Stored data
PR #4238, opened 2025-06-06
codegen: Fix __data_loc reads

tnovak:
A __data_loc field is an (offset, len) pair; its value is determined by adding the offset (in bytes) to the address of the tracepoint struct.

Commit 06a8972510 ("codegen: use preserve_static_offset intrinsic") replaced the add instruction with getelementptr, but used i32 as the GEP type without adjusting the offset. This causes the value to be incorrectly set to `ctx + 4*offset`.

For example, this currently prints an empty or incomplete filename:

```
  bpftrace -e 't:sched:sched_process_exec { print(str(arg.filename)) }'
```

Fix it by changing the getelementptr type argument to i8.

##### Checklist


amscanne (approved):
Nice catch. I'm looking through the tests to understand why nothing failed, but perhaps all the tracepoint runtime tests are using the first argument? Did you want to add your simple example as a runtime test (e.g. in tests/runtime/...)? Otherwise, I can follow up and add this.

amscanne:
> Nice catch. I'm looking through the tests to understand why nothing failed, but perhaps all the tracepoint runtime tests are using the first argument? Did you want to add your simple example as a runtime test (e.g. in tests/runtime/...)? Otherwise, I can follow up and add this.

Correcting myself, that doesn't matter. I think I understand how this got through. We have some tests for arguments (e.g. https://github.com/bpftrace/bpftrace/blob/535f5ad8738cfdf4058ea20f98fc0b8f39ac9db2/tests/runtime/call#L92), but presumably there's nothing specifically using a `__data_loc` field. Having a similar case with a `__data_loc` field should catch this path, let me know if you want to add with this change or I can send separately.

jordalgo:
+1 good catch! And yes, we should absolutely have a runtime test for this.

jordalgo (approved):
LGTM. Thanks!

PR #4244, opened 2025-06-09
Fix kstack/ustack on big-endian systems

viktormalik:
Commits 3b2cda69 ("Replace 'bpf_get_stackid' (#3060)") and b5db2533 ("Add nr_stack_frames to stack key (#3113)") changed the layout of the internal stack map. Now, the key consists of two parts - hashed stack id and the number of stack frames. The problem is that the number of stack frames was originally a 32-bit integer which caused various problems, which were fixed by 14dd0e3 ("Fix size mismatch for `stack_key`s") and 3e66227c ("Remove padding from stack struct").

Unfortunately, problems still exist on big-endian systems, causing errors like:

    # bpftrace -e 'fentry:vfs_read { print(kstack); exit() }'
    Attached 1 probe
    ERROR: failed to look up stack id: 2027306984000431560 stack length: 6 (pid -1): BPF map operation lookup failed: No such file or directory [map = stack_bpftrace_127]

The problem here is that there are two places where the number of stack frames is treated as 32-bit int:
- when defining the BPF map key type (the key has 12 bytes)
- in the internal stack_key type which is used for retrieving values from the internal stack map

Fix the type in both places.

Note: this only affects big-endian systems as for little-endian, the number of stack frames always fits the first half of the 64-bit value reserved for the stack key so it doesn't matter if it's treated as 32-bit in some places.

##### Checklist


viktormalik:
@jordalgo I'm afraid we'll need to craft a new release as `kstack`/`ustack` are currently broken on big-endian systems in the 0.23 release.

I can prepare the release if you want.

jordalgo:
> I can prepare the release if you want.

Up to you. I also don't mind seeing as how I originally broke it 🔧

viktormalik:
> > I can prepare the release if you want.
> 
> Up to you. I also don't mind seeing as how I originally broke it 🔧

No problem, I'll take this one and ping you when it's ready for review. Should be soon.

▶ YOUR ASSIGNMENT
Make a copy of each line in the records that has the word "codegen".

▶ OUTPUT FOR THIS TASK
codegen: Fix __data_loc reads
Commit 06a8972510 ("codegen: use preserve_static_offset intrinsic") replaced the add instruction with getelementptr, but used i32 as the GEP type without adjusting the offset. This causes the value to be incorrectly set to `ctx + 4*offset`.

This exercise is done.